**Your task:** List all the lines in these records that hold "building".

Stored items:
....................
PR #68, opened 2026-04-01
Move scalar sources into ref

hdelassus:
This patch moves scalar reference sources out of src/ and test/ and into a ref/ directory that is built as a standalone libskl-ref static library. The goal is to reduce dependencies on standard libc/libm functions (such as scalar math functions) for integration with software that must be buildable with freestanding implementations.

* Fix transpose kernel headers depending on skl-common.h but not including it.
* Fix missing stdint header in gemm_i8_i8_i32_zve32x_x390 kernel header.

| Review focus | Reviewer |
|---|---|
| `example/conv2d` | @peichialin |
| `{ref,test}/cvt` | @Harlen126  |
| `{src,ref,test}/depthwise_conv2d` | @peichialin |
| `{src,ref,test}/gemm` | @myeh01 @Aaron-Hutchinson   |
| `{src,ref,test}/{logistic,silu,softmax}` | @ebavier |
| `{src,ref,test}/transpose` |  @Aaron-Hutchinson @Harlen126 @myeh01 |
| `.github`, `CMakeLists.txt`, `include/`, `README.md` | **all** |


Aaron-Hutchinson:
There are a few scalar functions that were previously moved to `skl-test.h` that I think should go into `libskl-ref` as well, but this could be done in a follow up PR if desired.

ref: https://github.com/sifive/skl/pull/66#discussion_r3019952496

ebavier:
I believe some of the kernel `README.md` mention or discuss scalar reference functions.  Do we want to review those to ensure its clear where those reference functions live?

hdelassus:
> There are a few scalar functions that were previously moved to `skl-test.h` that I think should go into `libskl-ref` as well, but this could be done in a follow up PR if desired.
> 
> ref: [#66 (comment)](https://github.com/sifive/skl/pull/66#discussion_r3019952496)

Thanks for the reference, I had forgotten about these and can move them as part of this PR too.

hdelassus:
> I believe some of the kernel `README.md` mention or discuss scalar reference functions. Do we want to review those to ensure its clear where those reference functions live?

I think it'd be better for clarity indeed. Let me see what I can do.

hdelassus:
> There are a few scalar functions that were previously moved to `skl-test.h` that I think should go into `libskl-ref` as well, but this could be done in a follow up PR if desired.
> 
> ref: [#66 (comment)](https://github.com/sifive/skl/pull/66#discussion_r3019952496)

Addressed in d26c6c1

README.md
```diff
@@ -48,8 +48,9 @@ Users are expected to choose the appropriate kernel variant for their target har
 
 ### Scalar Reference Routines
 
-To explain the semantics of each kernel, SKL provides a set of scalar reference routines that implement the same functionality as the vectorized kernels, but in pure scalar C code.
-These are affixed with the `_scalar` suffix, and are intended as documentation and for use in correctness testing and debugging, but are not intended to provide high performance, even on scalar hardware.
+To explain the semantics of each kernel, SKL separately provides a set of scalar reference routines that implement the same functionality as the vectorized kernels, but in pure scalar C code.
+These are affixed with the `_scalar` suffix, built into `libskl-ref.a`, and provided by the `skl-ref.h` header.
```
Aaron-Hutchinson: This feels a bit strange to me now. With this change, wouldn't it make more sense for the functions in the reference library to use a `_ref` suffix instead of `_scalar`? I know changing to `_ref` would involve a lot of work, but this mismatch is a bit jarring and `_ref` seems more accurate.

ebavier: I'd be down with this suggestion.  Especially if we're not going to any lengths to prevent compiler autovectorization there.

hdelassus: Good points. If you're fine with adding this change in this PR I'll do it.

src/depthwise_conv2d/depthwise_conv2d_f16_f16_f16_scalar.h
```diff
@@ -4,37 +4,33 @@
...
  * (Height-Width-Channel) data layout, while the filter tensor is formatted in
  * HWIM (Height-Width-Input Channel-Depth Multiplier) layout.
  */
 
 #include <stddef.h>
 
-#if !defined(__riscv_zfh)
-#error This file requires the Zfh extension
-#endif
-
```
hdelassus, line 31: @peichialin Can you please review that removing these lines is fine? Soft-float should take over in case Zfh is not enabled.

src/depthwise_conv2d/depthwise_conv2d_f16_f16_f16_scalar.c
```diff
@@ -1,16 +1,12 @@
 // Copyright 2025 SiFive, Inc.
 // SPDX-License-Identifier: Apache-2.0
 
-#if !defined(__riscv_zfh)
-#error This file requires the Zfh extension
-#endif
-
```
hdelassus, line 7: @peichialin Here as well.

ref/cvt/cvt_ofp8.c
```diff
@@ -0,0 +1,166 @@
...
+// SPDX-License-Identifier: Apache-2.0
+
+#include "skl-common.h"
+#include <math.h>
+#include <stddef.h>
+#include <stdint.h>
+
+// NOLINTBEGIN(*)
+// TODO(fix linting errors)
+SKL_FUNC float skl_cvt_f8e4m3_f32(uint8_t in) {
```
hdelassus: @Harlen126 Can you please check that this new source file and associated header are fine? I had to disable linting, at least temporarily, because of too many warnings.

Harlen126: You can cherry-pick 9a708c05b8613c9f34bdfdb724ebb18162711971 which shall fix the linting errors.

include/skl-common.h
```diff
@@ -106,3 +106,10 @@
 SKL_FUNC_UTIL void skl_instruction_schedule_barrier(void) {
   __asm__ volatile("" ::: "memory");
 }
+
+/** @brief Reinterprets an unsigned 32-bit integer as an IEEE FP32. */
+static inline float skl_u32_as_float(uint32_t x) {
+  float y;
+  __builtin_memcpy(&y, &x, sizeof(float));
+  return y;
+}
```
Harlen126: Is it weird to have `skl_u32_as_float` in "skl-common.h" when it's only used by ref code currently?
Since it's a simple wrapper, it might be better to duplicate this utility function directly in the ref files (e.g., `ref/cvt/cvt_f4e2m1_f8e4m3.c` and `ref/cvt/cvt_ofp8.c`).

src/depthwise_conv2d/depthwise_conv2d_f16_f16_f16_scalar.h
peichialin: Thanks for addressing the issue. I agree with removing it with soft-float support.

ref/cvt/cvt_ofp8.c
hdelassus: Thank you so much @Harlen126 , I cherry-picked your changes

include/skl-common.h
hdelassus: I agree it's kind of weird. I've duplicated it across the OFP8/OFP4 conversion reference kernels.

ref/gemm/gemm_bf16rc_bf16rc_f32rc.c
Aaron-Hutchinson: Should probably update copyright year here, and in the other files that were moved.

ref/gemm/gemm_f8e4m3rc_f8e4m3rc_f32rc.h
```diff
@@ -0,0 +1,56 @@
...
+ * The entries of A and B are 8-bit floating point numbers in E4M3 format,
+ * type-punned as 8-bit unsigned integers.
+ *
+ * Matrices may be in row-major or column-major order, depending on the strides.
+ * For row-major matrices, the column stride is 1, and the row stride is the
+ * leading dimension. For column-major matrices, the reverse is true.
+ *
+ * @note
+ * This function is for API documentation purposes only, and should not be used
+ * for performance applications.
```
Aaron-Hutchinson, line 45: These notes may not be necessary now, but I'm fine with leaving them.

ref/gemm/gemm_f8e5m2rc_f8e5m2rc_f32rc.c
```diff
@@ -0,0 +1,27 @@
...
+        acc += skl_cvt_f8e5m2_f32(a[ii * rsa + kk * csa]) *
+               skl_cvt_f8e5m2_f32(b[kk * rsb + jj * csb]);
+      }
+      c[ii * rsc + jj * csc] = beta * c[ii * rsc + jj * csc] + alpha * acc;
+    }
+  }
+}
+
+#if defined(__cplusplus)
+} // extern "C"
```
Aaron-Hutchinson: I don't see the matching opening brace for this, or why it's necessary in the `.c` file.

CMakeLists.txt
```diff
@@ -23,11 +24,49 @@ set(SKL_COMPILE_OPTIONS
...
 )
 
-target_include_directories(${SKL_LIBRARY} PUBLIC
-    ${CMAKE_CURRENT_SOURCE_DIR}/include
+target_include_directories(${SKL_LIBRARY} PUBLIC include)
+target_compile_options(${SKL_LIBRARY} PRIVATE ${SKL_COMPILE_OPTIONS})
+
+# Build the reference library
+
+add_library(${REF_LIBRARY}
```
Aaron-Hutchinson: What do others think about moving the reference logic here into `ref/CMakeLists.txt`? Since the test logic is to be moved into `test/CMakeLists.txt`, I think it would be nice to eventually have the top level `CMakeLists.txt` be exclusively for building source files.

CMakeLists.txt
```diff
@@ -23,11 +24,49 @@ set(SKL_COMPILE_OPTIONS
...
+  STATIC
+  EXCLUDE_FROM_ALL
+    ref/cvt/cvt_f4e2m1_f8e4m3.c
```
Aaron-Hutchinson: We will probably eventually want to be able to conditionally compile these based on extension availability similar to `src`, but that's not a feature this PR needs to tackle.

Aaron-Hutchinson (changes requested):
Thanks for doing this massive amount of work @hdelassus!

ref/gemm/gemm_f8e5m2rc_f8e5m2rc_f32rc.c
hdelassus: Thanks for catching this!

CMakeLists.txt
hdelassus: In 7033cb13bfc4a9eb96d0a87cf92c837a04418936 I did just that. Let me know if that's close to what you are thinking.

Aaron-Hutchinson: Looks great to me!

Aaron-Hutchinson (dismissed):
LGTM, thanks again!

peichialin (approved):
LGTM~

Harlen126 (approved):
Thanks for the refactoring and cleanup!
LGTM!

PR #69, opened 2026-04-06
[Infra] Cleanup `get-riscv-extensions.cmake` extension detection

Aaron-Hutchinson:
This performs some cleanup of `get-riscv-extensions.cmake`:

- Replace the numerous `if (${SKL_PREPROCESSOR_OUTPUT} MATCHES "__riscv_{ext}")` checks with a   call to a common macro taking 3 arguments: the extension name for use in later CMakeLists.txt, the string to search for in preprocessor output, and the option(s) to pass to QEMU.
- Adds a `assert_extension_valid` function to be able to guard against typos when specifying extensions in other parts of the infrastructure.


cmake/get-riscv-extensions.cmake
```diff
@@ -23,68 +23,46 @@ if(${SKL_PREPROCESSOR_OUTPUT} MATCHES __riscv_v_min_vlen)
...
+detect_riscv_extension("zvfh" "zvfh" "zvfh=true")
+detect_riscv_extension("zvfbfwma" "zvfbfwma" "zvfbfwma=true")
+detect_riscv_extension("zvfbfmin" "zvfbfmin" "zvfbfmin=true")
+detect_riscv_extension("zve32f" "zve32f" "zve32f=true")
+detect_riscv_extension("zve64d" "zve64d" "zve64d=true")
+detect_riscv_extension("zve32x" "zve32x" "zve32x=true")
+detect_riscv_extension("zvfofp4min" "zvfofp4min" "x-zvfofp4min=true")
+detect_riscv_extension("zvfofp8min" "zvfofp8min" "x-zvfofp8min=true")
+
+detect_riscv_extension("xsfmmbase" "xsfmmbase" "x-xsfmmbase=true")
```
Aaron-Hutchinson: @myeh01 I replaced `xsfmm` with `xsfmmbase` here for consistency with the other cases, but I defer to your judgment on whether this actually makes sense.

cmake/get-riscv-extensions.cmake
```diff
@@ -23,68 +23,46 @@ if(${SKL_PREPROCESSOR_OUTPUT} MATCHES __riscv_v_min_vlen)
...
+
+function(assert_extension_valid EXT)
+  if(NOT ${EXT} IN_LIST VALID_RISCV_EXTENSIONS)
+    message(FATAL_ERROR "Provided RISC-V extension name is not valid: " ${EXT})
+  endif()
+endfunction()
+
+
+detect_riscv_extension("zfh" "zfh " "zfh=true") # The space is necessary to distinguish from zfhmin
+detect_riscv_extension("zvfh" "zvfh" "zvfh=true")
```
hdelassus: Could you also add `Zfhmin` and `Zvfhmin`?
I think for `Zvfh` here you also need the additional space to distinguish from `zvfhmin`.

hdelassus (changes requested):
LGTM but a nit for `Zvfh` detection.

cmake/get-riscv-extensions.cmake
```diff
@@ -23,68 +23,46 @@ if(${SKL_PREPROCESSOR_OUTPUT} MATCHES __riscv_v_min_vlen)
...
-endif()
+macro(detect_riscv_extension EXT_NAME EXT_PREPROCESSOR_STR QEMU_CPU_OPTION)
+  # Determine whether the given RISC-V extension is present in the current
+  # environment by checking EXT_PREPROCESSOR_STR against C preprocessor output
+  # and populate QEMU options.
+
+  # *** This is a macro because it modifies lists in the parent scope. ***
+
+  list(APPEND VALID_RISCV_EXTENSIONS "${EXT_NAME}")
+  if(${SKL_PREPROCESSOR_OUTPUT} MATCHES "__riscv_${EXT_PREPROCESSOR_STR}")
```
ebavier: Let's put single spaces on each side of the match string, use `${EXT_NAME}` and get rid of the `EXT_PREPROCESSOR_STR`.

Aaron-Hutchinson: Great idea! Done.

Aaron-Hutchinson:
I renamed the file to `detect_riscv_extensions.cmake` for accuracy and to better match the new macro name.

cmake/get-riscv-extensions.cmake
Aaron-Hutchinson: Added zfhmin and zvfhmin. Addressed the space issue with Eric's solution below.

hdelassus (approved):
LGTM!

cmake/get-riscv-extensions.cmake
myeh01: LGTM!

PR #72, opened 2026-04-08
[Infra] Export compile commands

Aaron-Hutchinson:
This sets `CMAKE_EXPORT_COMPILE_COMMANDS` to `ON` in order to assist in debugging and to allow tools like `clangd` to read the generated `compile_commands.json` file.

### DIFF
--- a/CMakeLists.txt
+++ b/CMakeLists.txt
@@ -2,6 +2,7 @@ cmake_minimum_required(VERSION 3.21)
 
 project(SKL)
 
+set(CMAKE_EXPORT_COMPILE_COMMANDS ON)
 set(DEFAULT_CMAKE_BUILD_TYPE "Release")
 if(NOT CMAKE_BUILD_TYPE AND NOT CMAKE_CONFIGURATION_TYPES)
   message(STATUS "No build type selected, default to ${DEFAULT_CMAKE_BUILD_TYPE}")


hdelassus:
Is it a variable that should be cached, so that users can override it?

Aaron-Hutchinson:
I think since this is an environment variable it cannot be cached. But I just realized I could just do `-DCMAKE_EXPORT_COMPILE_COMMANDS=ON`, so if the global `set` is an issue I'm fine with adjusting my build flow to pass this option.

hdelassus:
> since this is an environment variable it cannot be cached.

Do you mean you can do `export CMAKE_EXPORT_COMPILE_COMMANDS=ON; cmake -B build ...`? TIL.

Is it both an env variable (aka the default value if no other configuration) and subsequently a `CACHE` variable? See [this](https://cmake.org/cmake/help/latest/envvar/CMAKE_EXPORT_COMPILE_COMMANDS.html#envvar:CMAKE_EXPORT_COMPILE_COMMANDS):
> This is a CMake [Environment Variable](https://cmake.org/cmake/help/latest/manual/cmake-language.7.html#cmake-language-environment-variables). Its initial value is taken from the calling process environment.
> The default value for [CMAKE_EXPORT_COMPILE_COMMANDS](https://cmake.org/cmake/help/latest/variable/CMAKE_EXPORT_COMPILE_COMMANDS.html#variable:CMAKE_EXPORT_COMPILE_COMMANDS) when there is no explicit configuration given on the first run while creating a new build tree. On later runs in an existing build tree the value persists in the cache as [CMAKE_EXPORT_COMPILE_COMMANDS](https://cmake.org/cmake/help/latest/variable/CMAKE_EXPORT_COMPILE_COMMANDS.html#variable:CMAKE_EXPORT_COMPILE_COMMANDS).

Aaron-Hutchinson:
I meant that you can do `cmake -DCMAKE_EXPORT_COMPILE_COMMANDS=ON .`.

Based on the link you gave it sounds like it's cached automatically with a default value taken from the environment variable of the same name, so using `set` with `CACHE` has no effect.

Aaron-Hutchinson:
I'm going to close this in favor of the above local solution. Thanks for the discussion @hdelassus!

PR #74, opened 2026-04-10
[Infra] Move examples build logic into `example`

Aaron-Hutchinson:
This does some more cleanup of the top level `CMakeLists.txt`:

- Moved the build logic for examples into `example/CMakeLists.txt`, as was/is being done for `ref` and `test`. I did some revision to the `add_skl_example` function:
  - I didn't understand the reason that the original code translated the input source list into... a list? The comment mentions backward compatibility but it's not clear to me what problems this was solving. I've removed the loop in question in the current commit.
  - Added a `REQUIRED_EXTENSIONS` argument, similar to the other `add_skl_*` functions.
  - Adjusted formatting.
- Adds a `SKL_BUILD_EXAMPLES` variable so that examples can be conditionally built with a command line option.
  - Ideally `SKL_BUILD_TESTS`, `SKL_BUILD_BENCHMARKS`, and `SKL_BUILD_EXAMPLES` should all be independent, indicating to build the corresponding objects. However the one example we currently have uses `SKL_BUILD_TESTS` and `SKL_BUILD_BENCHMARKS` and is dependent upon one of them being set. I've wrapped the `add_skl_example` calls with the appropriate condition in order to solve this problem another day.
- Replaced `SKL_ENABLE_TESTS` and `SKL_ENABLE_BENCHMARKS` in the new test files with `SKL_BUILD_TESTS` and `SKL_BUILD_BENCHMARKS` for simplicity in the top level `CMakeLists.txt`.
- Moved the `set` calls from `test/CMakeLists.txt` into `CMakeLists.txt` and added one for `SKL_BUILD_EXAMPLES`.


peichialin:
Hi @Aaron-Hutchinson ,

The `test` and `example` are different in the aspects shown below, but now they share the same (legacy) harness for verficiation of correctness (controlled by `SKL_BUILD_TESTS`) and performance profiling (controlled by `SKL_BUILD_BENCHMARKS`).

My proposal is renaming these two options and adding a new option to build examples on demand.
* `SKL_BUILD_TESTS` --> Used for adding the `test` folder into compilation target.
* `SKL_BUILD_EXAMPLES` (New) --> Used for adding the `example` folder into compilation target.
*  `SKL_ENABLE_VERIFICATION` (New, it was originally included in `SKL_BUILD_TESTS`) --> Used for enabling the verification of correctness 
* `SKL_ENABLE_PROFILING` (Renamed from `SKL_BUILD_BENCHMARKS`) --> Used for enabling the performance profiling

The follow-up questions:
* If we would like to let `example` cases reuse the new `skl-test-driver.{h,c}` implementation, shall we rename them into something like `skl-harness-driver.{h,c}` to avoid the confusion?
* The reason why skl_add_example accepts a list of source files -- The algorithm sources are put in the subdirectory of `example`, not linked to a prebuilt static library. So I passed in the test source along with the source of the algorithms (e.g. conv2d implementation) to make them be built together.

## Summary: `test/` vs `example/`

| Aspect | `test/` | `example/` |
|--------|---------|------------|
| **Tests what** | Individual SKL kernel APIs | Composed algorithms using SKL kernels |
| **Scope** | Single function from `skl.h` | Multi-step algorithm/workflow |
| **Reference** | Scalar implementation of same operation | Reference implementation of complete algorithm |
| **Purpose** | Validate SKL library correctness | Demonstrate how to use SKL library |
| **Example** | `skl_gemm_f32_f32_f32_zve32f_x390()` | `conv2d()` using im2row + `skl_gemm_*()` |
| **Audience** | SKL developers/CI | SKL users/integrators |

Welcome to any feedback!

Aaron-Hutchinson:
@peichialin Thanks for the thorough suggestion! I think it makes sense, and I updated the logic to use `SKL_BUILD_TESTS`, `SKL_BUILD_EXAMPLES`, `SKL_ENABLE_VERIFICATION`, and `SKL_ENABLE_PROFILING` as you suggested. Please have a look at the changes.

Note that this means `SKL_BUILD_BENCHMARKS` will eventually be deprecated, but is still currently used by legacy test harnesses. I've updated the example to be independent of it already.

Aaron-Hutchinson:
Requesting @myeh01 to review the changes to CI being made here.

peichialin:
@Aaron-Hutchinson
The overall changes of examples LGTM! However, if it still depends on `test/skl-test.h` in short-term stage, then we have to replace the usage of `ENABLE_TEST` and `ENABLE_BENCHMARK` by `SKL_ENABLE_VERIFICATION` and `SKL_ENABLE_PROFILING`.
@Aaron-Hutchinson @ericlove 
BTW, after all "tests" are refactored to use new test harness, then "examples" will be the only user of the legacy "skl-test.h". The examples are now designed as self-contained programs with a main functon. I believe it has high readibility without being implemented under complex test harness, but has restriction of preparing multiple testcases in a single program in the same coding style. If the intention is demonstrating the capbiliaty of using single/multiple SKL function(s) to form a more complex algorithm, but not claiming a high test coverage, then keeping it in the original form should be acceptable. In this case, we can consider to move the legacy "skl-test.h" under examples if there is no other user outside of "examples".
Migrating to new test harness can also be considered if we'd like to avoid maintaining duplicated implememtations of test/example harness. But it won't block the open souce schedule.

Aaron-Hutchinson:
@peichialin Based on our group discussion yesterday, I believe we agreed that each example should be self contained. So the example should not utilize the new test driver, and a follow up PR should be made to somehow remove the dependence on `skl-test.h`.

.github/workflows/ci.yml
```diff
@@ -63,35 +63,44 @@ jobs:
           egrep "\.(c|h)$" | \
           xargs -I{} bash -c "if [ -f {} ] ; then clang-format --dry-run -style=file --Werror {} ; fi"
 
-    - name: Configure and build (tests and benchmarks)
+    - name: Configure and build (tests and examples with profiling and verification)
       run: |
         cmake -B ${{ github.workspace }}/build \
               -DCMAKE_TOOLCHAIN_FILE=cmake/riscv.cmake \
-              -DSKL_BUILD_TESTS=ON -DSKL_BUILD_BENCHMARKS=ON
+              -DSKL_BUILD_TESTS=ON \
```
myeh01, line 71: Don't we still want to set `-DSKL_BUILD_BENCHMARKS` to `ON` or `OFF`? The benchmark part of the remaining legacy tests won't be tested in CI.

But after all tests have been converted to the new format, I think we'll only need to run one test with all four flags enabled.

Aaron-Hutchinson: Yeah, that's a good point. I added it back using the same value as the original code.

Oh, I guess before we were only testing all combinations since the harnesses sometimes branched based on both values simultaneously. But in the new setup they're independent (or at least that's the intent).

myeh01 (dismissed):
CI and GEMM changes LGTM.

.github/workflows/ci.yml
```diff
@@ -63,35 +63,47 @@ jobs:
           egrep "\.(c|h)$" | \
           xargs -I{} bash -c "if [ -f {} ] ; then clang-format --dry-run -style=file --Werror {} ; fi"
 
-    - name: Configure and build (tests and benchmarks)
+    - name: Configure and build (tests and examples with profiling and verification)
```
hdelassus: We have not enabled any profiling, have we?

example/conv2d/main.c
```diff
@@ -124,7 +124,7 @@ static int check_error(const char *name, const float *res, const float *ref,
 
 int main(void) {
   int ret = 0; // return value
-#if defined(ENABLE_BENCHMARK)
+#if defined(SKL_ENABLE_PROFILING)
```
hdelassus: OK I see. I don't think profiling is the right word for what the code does. Benchmarking seemed more appropriate.

CMakeLists.txt
```diff
@@ -154,52 +178,9 @@ function(skl_add_test_legacy TEST_NAME TEST_SRC OPTS)
...
-  target_include_directories(example-${EXAMPLE_NAME} PRIVATE test src example)
-  add_test(
-    NAME example-${EXAMPLE_NAME}
-    COMMAND
-    ${SKL_TESTER} ${SKL_TESTER_OPTIONS} $<TARGET_FILE:example-${EXAMPLE_NAME}>
-  )
-endfunction()
-
 if (SKL_BUILD_TESTS OR SKL_BUILD_BENCHMARKS)
   enable_testing()
```
hdelassus, line 172: Delete as well now?

hdelassus:
How about these changes?

* `SKL_ENABLE_VERIFICATION` -> `SKL_ENABLE_VALIDATION` (less loaded than verification)
* `SKL_ENABLE_PROFILING` -> `SKL_ENABLE_BENCHMARKING`

Aaron-Hutchinson:
@hdelassus Sounds fine to me, I made the change

CMakeLists.txt
Aaron-Hutchinson: Do you mean the `enable_testing()` line? I think it's still needed in case only `SKL_BUILD_BENCHMARKS` is set.

.github/workflows/ci.yml
```diff
@@ -63,35 +63,47 @@ jobs:
...
+    - name: Configure and build (tests and examples with benchmarking and validation)
       run: |
         cmake -B ${{ github.workspace }}/build \
               -DCMAKE_TOOLCHAIN_FILE=cmake/riscv.cmake \
-              -DSKL_BUILD_TESTS=ON -DSKL_BUILD_BENCHMARKS=ON
+              -DSKL_BUILD_BENCHMARKS=ON \
+              -DSKL_BUILD_TESTS=ON \
+              -DSKL_BUILD_EXAMPLES=ON \
+              -DSKL_ENABLE_BENCHMARKING=ON \
+              -DSKL_ENABLE_VALIDATION=ON
```
ebavier: What's the difference between "enabling" benchmarks and validation, and "building" benchmarks and validation?

CMakeLists.txt
```diff
@@ -127,6 +127,30 @@ endif()
 
 set(SKL_TEST_LIBS skl-ref m)
 
+set(SKL_BUILD_TESTS OFF CACHE STRING "Enable building of validation tests and/or benchmarks.")
```
ebavier: I don't like this.  The only purpose seems to be to control whether things in the `test` directory are configured.  Can this not simply be determined by `enable_tests || enable_benchmarking`?

CMakeLists.txt
```diff
@@ -127,6 +127,30 @@ endif()
...
+message(STATUS "SKL_BUILD_TESTS: ${SKL_BUILD_TESTS}")
+
+set(SKL_BUILD_EXAMPLES OFF CACHE STRING "Enable building of examples.")
```
ebavier: Similar here.  I don't think examples ultimately should contain either "tests" or benchmarks.  Save for the test of whether the examples compile and run successfully; and to that end, I don't think being able to disable their build is useful.

ebavier (changes requested):
I can appreciate the namesake change of moving relevant cmake logic into the `example` directory.

But the terminology changes ("verification") seem unnecessary to me, since they provide no additional clarification to the concepts.

CMakeLists.txt
Aaron-Hutchinson: `SKL_BUILD_TESTS` and `SKL_BUILD_EXAMPLES` control whether the `test` and `example` directories are entered at all during the build. `SKL_ENABLE_VALIDATION` and `SKL_ENABLE_BENCHMARKING` control the type of tests to run and what the example does. The `BUILD` and `ENABLE` variables have been separated to be able to conditionally build examples and tests independently.

CMakeLists.txt
Aaron-Hutchinson: The current example we have does both testing and benchmarking, and being able to disable it is useful for reducing build times during development.

ebavier: How much time?

Aaron-Hutchinson: It takes several seconds to run the existing examples, which would get worse as more are added. Also it doesn't really make sense to have to build the entire test suite if you just wanted to run the example.

What exactly is the issue with allowing these to be build independently?

CMakeLists.txt
hdelassus: Yes, but you are right!

CMakeLists.txt
ebavier: A general aversion to proliferation of configuration options.

Is `ctest` regex filtering not enough to target test runs to what you're interested in?

Could we instead add a custom cmake target for building just the examples?

hdelassus:
Noting that the root `README.md` would need to be updated (either in this PR or later)

CMakeLists.txt
Aaron-Hutchinson: I appreciate your concern about keeping the options in check, and thanks for offering these alternatives. I think a custom target for `tests` and `examples` plus a regex filter might be a sufficient solution. I'll revert most of the variable changes being made here and address custom targets in a separate PR to keep the scope here contained.

ebavier: >  I'll revert most of the variable changes being made here and address custom targets in a separate PR to keep the scope here contained.

Great, this looks much better.  I think there are some adjustments to be made in `ci.yml` still?

Aaron-Hutchinson: Not in this PR I think. Once all of the legacy tests are updated the `SKL_BUILD_TESTS` and `SKL_BUILD_BENCHMARKS` options can be removed.

ebavier: Oh, I see, right, the legacy tests will still use for a bit the "build" macros. 👍

ebavier (approved):

Aaron-Hutchinson:
@hdelassus Thanks for noticing this. I'd rather address the README in a separate PR since it needs more revision than just these CMake variable names. It was never updated when the test driver was added so it's pretty out of date at this point.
....................
**Solution to this exercise:**
Aaron-Hutchinson: What do others think about moving the reference logic here into `ref/CMakeLists.txt`? Since the test logic is to be moved into `test/CMakeLists.txt`, I think it would be nice to eventually have the top level `CMakeLists.txt` be exclusively for building source files.
ebavier: What's the difference between "enabling" benchmarks and validation, and "building" benchmarks and validation?
+set(SKL_BUILD_TESTS OFF CACHE STRING "Enable building of validation tests and/or benchmarks.")
+set(SKL_BUILD_EXAMPLES OFF CACHE STRING "Enable building of examples.")
Could we instead add a custom cmake target for building just the examples?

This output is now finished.